◆ **ASSIGNMENT**
A word-for-word copy of the listing is needed. Retype it in full.
------------------------------
Issue #9355, opened 2025-11-04
Captive Portal: performance issue


Tawmu:
**Important notices**

Before you add a new report, we ask you kindly to acknowledge the following:

- [X] I have read the contributing guide lines at https://github.com/opnsense/core/blob/master/CONTRIBUTING.md
- [X] I am convinced that my issue is new after having checked both open and closed issues at https://github.com/opnsense/core/issues?q=is%3Aissue

**Describe the bug**

We run LAN gaming events and two events in a row now (July/October) we've seen OPNsense begin to hang and drop packets once our captive portal entries hit somewhere around 650 - 700 user entries. The issue is resolved when we are eventually able to login to the Web UI and disable the captive portal.

Symptoms are 100% system CPU usage and 5-15% packet loss, seemingly on processes kernel{if_io_tqg_0}, kernel{if_io_tqg_0}, kernel{if_io_tqg_2}, and kernel{if_io_tqg_3}. Roughly 650-700 captive portal entries and 2.5Gbps of traffic flowing between SFP+ interfaces.

The Captive Portal on OPNsense simply serves a HTML redirect page - we handle authentication in an external app that makes an API call to OPNsense to add the user's session in.

**To Reproduce**

Run many captive portal sessions with good amounts of traffic.

**Expected behavior**

OPNsense continues to route efficiently as more captive portal entries are created.

**Describe alternatives you considered**

We temporarily disabled captive portal and performance returned to normal.

**Environment**

Software version used and hardware type if relevant, e.g.:

OPNsense 25.7 (amd64).
Intel® Xeon™ E-2314
Network Intel® X520-DA2

Tawmu:
Just trying to investigate this myself and it appears that there was a migration from IPFW to PF in a semi recent release earlier this year - we've been using the OPNsense captive portal in this way for several years without issue and the first time we noticed this performance issue was at our July event (where the last time it would have performed properly is at our February event)

construct4261:
We have the exact same issue with a similar number of connections, and have not found a solution. We tried switching out the portal we built for the default but it had no impact.

swhite2:
While touching the subject, I took the liberty of reproducing this with ~500 virtualized clients. There seems to be bottleneck in the way ethernet rules are handled in pf (`pf_test_eth()`). Since these rules aren't part of any table, simple linked-list traversal is used for every relevant packet, which scales up execution time with the amount of clients connected to the portal.

There are options to address this, but all of them have downsides as well.

[...]

PR #10275, opened 2026-05-08
Captive Portal: re-introduce hash lookup for accounting purposes

swhite2:
**Important notices**

- Model used:
- Extent of AI involvement:

---

**Describe the problem**

Table redirection allowed for constant time lookups, with the migration to pf this was changed to a linear time lookup.

While here, fix a small edge case that kills states for ips flipping primary IPs according to hostwatch. Also make sure to include the set of ipfw keys to "registered addresses" to make sure theyre properly cleaned up from the table

---

Reuse table lookups.

The `add_accounting` logic now expects the full set of IP addresses associated with a single client to make sure they use the same rulenumber, this allows us to prevent wasting space in the ruleset. `del_accounting` is unaffected.

---

**Related issue**

https://github.com/opnsense/core/issues/9355

### DIFF
--- a/src/opnsense/scripts/captiveportal/lib/ipfw.py
+++ b/src/opnsense/scripts/captiveportal/lib/ipfw.py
------------------------------
◆ **SOLUTION FOR THIS PROBLEM**
Issue #9355, opened 2025-11-04
Captive Portal: performance issue


Tawmu:
**Important notices**

Before you add a new report, we ask you kindly to acknowledge the following:

- [X] I have read the contributing guide lines at https://github.com/opnsense/core/blob/master/CONTRIBUTING.md
- [X] I am convinced that my issue is new after having checked both open and closed issues at https://github.com/opnsense/core/issues?q=is%3Aissue

**Describe the bug**

We run LAN gaming events and two events in a row now (July/October) we've seen OPNsense begin to hang and drop packets once our captive portal entries hit somewhere around 650 - 700 user entries. The issue is resolved when we are eventually able to login to the Web UI and disable the captive portal.

Symptoms are 100% system CPU usage and 5-15% packet loss, seemingly on processes kernel{if_io_tqg_0}, kernel{if_io_tqg_0}, kernel{if_io_tqg_2}, and kernel{if_io_tqg_3}. Roughly 650-700 captive portal entries and 2.5Gbps of traffic flowing between SFP+ interfaces.

The Captive Portal on OPNsense simply serves a HTML redirect page - we handle authentication in an external app that makes an API call to OPNsense to add the user's session in.

**To Reproduce**

Run many captive portal sessions with good amounts of traffic.

**Expected behavior**

OPNsense continues to route efficiently as more captive portal entries are created.

**Describe alternatives you considered**

We temporarily disabled captive portal and performance returned to normal.

**Environment**

Software version used and hardware type if relevant, e.g.:

OPNsense 25.7 (amd64).
Intel® Xeon™ E-2314
Network Intel® X520-DA2

Tawmu:
Just trying to investigate this myself and it appears that there was a migration from IPFW to PF in a semi recent release earlier this year - we've been using the OPNsense captive portal in this way for several years without issue and the first time we noticed this performance issue was at our July event (where the last time it would have performed properly is at our February event)

construct4261:
We have the exact same issue with a similar number of connections, and have not found a solution. We tried switching out the portal we built for the default but it had no impact.

swhite2:
While touching the subject, I took the liberty of reproducing this with ~500 virtualized clients. There seems to be bottleneck in the way ethernet rules are handled in pf (`pf_test_eth()`). Since these rules aren't part of any table, simple linked-list traversal is used for every relevant packet, which scales up execution time with the amount of clients connected to the portal.

There are options to address this, but all of them have downsides as well.

[...]

PR #10275, opened 2026-05-08
Captive Portal: re-introduce hash lookup for accounting purposes

swhite2:
**Important notices**

- Model used:
- Extent of AI involvement:

---

**Describe the problem**

Table redirection allowed for constant time lookups, with the migration to pf this was changed to a linear time lookup.

While here, fix a small edge case that kills states for ips flipping primary IPs according to hostwatch. Also make sure to include the set of ipfw keys to "registered addresses" to make sure theyre properly cleaned up from the table

---

Reuse table lookups.

The `add_accounting` logic now expects the full set of IP addresses associated with a single client to make sure they use the same rulenumber, this allows us to prevent wasting space in the ruleset. `del_accounting` is unaffected.

---

**Related issue**

https://github.com/opnsense/core/issues/9355

### DIFF
--- a/src/opnsense/scripts/captiveportal/lib/ipfw.py
+++ b/src/opnsense/scripts/captiveportal/lib/ipfw.py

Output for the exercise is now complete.